DEVIN STEWART : Comment s'est déroulée la recherche ?

JOSEPHINE MARROCCO : Mes recherches se sont limitées à une période de 35 à 40 ans (de la fin des années 1970 à aujourd'hui) et ont inclus une pléthore de sources. Pour mon propre travail et mes écrits, j'ai puisé dans des sources de différents domaines : écrits universitaires et historiques, rapports officiels du gouvernement et des ONG, documents juridiques et religieux officiels, ainsi que mes propres recherches sur l'efficacité du système de soins de santé russe. Par conséquent, j'ai maintenu mon analyse et mes conclusions non pas sur une opinion personnelle, mais plutôt sur des tendances bien établies, des chiffres et des comptes rendus de première main sur les questions relatives au VIH/SIDA en Russie.

DEVIN STEWART : Quelles ont été vos conclusions ?

JOSEPHINE MARROCCO : Mes recherches ont essentiellement révélé que la combinaison de la propagande politique, de l'absence de stratégie gouvernementale unifiée et des restrictions imposées aux méthodes et à la coopération internationales exacerbent l'épidémie de VIH/sida dans la Fédération de Russie. Bien que des progrès aient été accomplis en Russie, la politique de lutte contre le sida est dangereusement sous-développée, en particulier par rapport à d'autres pays. Le Kremlin est soumis à une pression croissante, car de plus en plus de citoyens russes "ordinaires", ceux qui ne font pas partie des populations à risque stéréotypées, sont infectés et recherchent des traitements et des soins qui sont difficiles à trouver. Si les implications sociales de l'épidémie sont importantes, le sida représente également une grave menace politique et économique pour la sécurité nationale du pays. Le sida en Russie est dangereusement proche d'une crise politique nationale ; confrontée à une population en baisse et à une économie en difficulté, à des lois discriminatoires et à la conscription obligatoire, la Russie ne peut pas se permettre de perdre une si grande partie du pays à cause du VIH/sida, en particulier lorsqu'il existe des méthodes de prévention éprouvées déjà utilisées avec grand succès par d'autres pays.

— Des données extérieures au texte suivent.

PR #395, opened 2023-07-04
Add delivery_info to properties for error handler

tlloydthwaites:
When handling an error, it would be useful to know the delivery_info such as the routing key. This adds delivery_info to message properties. This seemed the only way to supply the information without changing the error handler contract.

### DIFF
--- a/lib/hutch/worker.rb
+++ b/lib/hutch/worker.rb
@@ -75,7 +75,7 @@ module Hutch
     rescue => ex
       acknowledge_error(delivery_info, properties, @broker, ex)
       properties = Bunny::MessageProperties.new(properties.to_hash.merge(delivery_info: delivery_info))
-      handle_error(properties, payload, consumer, ex)
+      handle_error(properties, payload, consumer, ex, delivery_info)
     end
 
     def with_tracing(klass)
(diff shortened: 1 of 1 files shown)


michaelklishin:
Message properties and `delivery_info` are not the same thing (semantically in the protocol and in Bunny). For that reason, I don't like merging them together.

I need to take a look at what other options we may have, although very likely that'd mean modifying the error reporting interface :(

tlloydthwaites:
Yep, it's a hack... I don't see any other option other than updating the interface.

One solution might be to check `arity` on the handler method to see if it allows the extra param.

Something like:

```
handle_error(properties, payload, consumer, ex, delivery_info)
```

then:

```
backend.handle args.first(backend.method(:handle).arity)
```

This relies on delivery_info being the last parameter in the handler. We could also check using something like:

```
if backend.method(:handle).parameters.map { |e| e[1] }.include?(:delivery_info)
```

But the arity method would allow the extra param on the end without disrupting existing handlers.

tlloydthwaites:
Updated PR with arity check, working nicely here :)

michaelklishin (approved):

michaelklishin:
I still don't find the merge of the two properties to be a good idea but for error reporting and a set of existing error handlers, I guess, this may be the most pragmatic option 😭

Si l'on considère les implications internationales de cette crise, les États-Unis et tous les autres pays qui souhaitent la stabilité de la Fédération de Russie ont de bonnes raisons de s'inquiéter de l'épidémie de sida en Russie. Grâce à des politiques progressistes actives, qui se sont avérées efficaces dans de nombreux autres pays, l'épidémie de sida peut être gérée et stabilisée en Russie. Toutefois, si les dirigeants russes continuent à se comporter avec la même logique de fermeture et de clairvoyance, des milliers de personnes mourront inutilement et une menace politique sérieuse pourrait émerger.

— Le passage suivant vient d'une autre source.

PR #402, opened 2024-11-08
Relax activesupport dependency to support rails 8

drobny:
In addition, upgrade the GH actions checkout dependency to the latest so it runs on supported version of node

### DIFF
--- a/.github/workflows/test.yml
+++ b/.github/workflows/test.yml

DEVIN STEWART : Parlez-moi de ce que vous comptez faire à l'avenir dans le cadre de cette recherche.

JOSEPHINE MARROCCO : J'ai explicitement indiqué dans ma recherche que, compte tenu du fait que la politique actuelle de la Russie en matière de"stratégie d'État et de plan de mise en œuvre sur le VIH" prendra fin en 2020, j'aimerais réexaminer ma recherche à l'avenir, ou éventuellement la développer davantage dans le cadre de ma thèse de maîtrise. Une version abrégée de ma recherche est actuellement en cours de publication dans le journal de recherche de l'université Fordham (FURJ), et le texte intégral sera inclus dans le catalogue de la bibliothèque en ligne de Fordham.

DEVIN STEWART : Quelles ont été vos impressions sur la conférence des étudiants Carnegie Council ?

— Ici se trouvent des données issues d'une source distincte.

PR #404, opened 2024-12-11
Remove upper dependency version limit on activesupport

drobny:
With the release of Rails 8.0.0.1 the dependency update I made as part of https://github.com/ruby-amqp/hutch/pull/402 is too strict and the gem gets downgraded to version 0.23.1 as part of a rails upgrade

It might be better to remove the upper ceiling on `activesupport` so this doesn't become a recurring blocker for future rails releases

### DIFF
--- a/hutch.gemspec
+++ b/hutch.gemspec
@@ -10,7 +10,7 @@ Gem::Specification.new do |gem|
   end
   gem.add_runtime_dependency 'carrot-top', '~> 0.0.7'
   gem.add_runtime_dependency 'multi_json', '~> 1.15'
-  gem.add_runtime_dependency 'activesupport', '>= 4.2', '<= 8'
+  gem.add_runtime_dependency 'activesupport', '>= 4.2'
 
   gem.name = 'hutch'
   gem.summary = 'Opinionated asynchronous inter-service communication using RabbitMQ'


michaelklishin:
@drobny thank you! Do we need a new urgent-ish release? I assume a new Rails major can result in a non-trivial wave of upgrades?

drobny:
> @drobny thank you! Do we need a new urgent-ish release? I assume a new Rails major can result in a non-trivial wave of upgrades?

@michaelklishin that would be amazing if you could 🙏

michaelklishin:
@drobny [done](https://rubygems.org/gems/hutch). Thank you for contributing!

drobny:
> @drobny [done](https://rubygems.org/gems/hutch). Thank you for contributing!

Thank you so much ❤️

rvall-sondermind:
@michaelklishin any chance we could get this reflected in the main changelog? Rails 8.x support is currently listed as a part of 1.4.0, not 1.3.1.

michaelklishin:
@rvall-sondermind well, it is listed in the [`1.3.x` release notes](https://github.com/ruby-amqp/hutch/blob/v1.3.x/CHANGELOG.md#131-dec-11-2024) (on that respective branch).

michaelklishin:
@rvall-sondermind I have created a GitHub release for [`1.3.1`](https://github.com/ruby-amqp/hutch/releases/tag/v1.3.1), that should be a lot more visible than the change log file on a specific long[er]-lived branch.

JOSEPHINE MARROCCO : La conférence des étudiants a été un événement vraiment unique et stimulant ; il était incroyable d'entendre et de discuter de recherches de très haut niveau provenant de nombreuses disciplines et écoles à travers le pays, et d'avoir la chance de nouer des contacts avec des pairs aussi intelligents et compétents. J'encourage vivement tous les étudiants à poser leur candidature!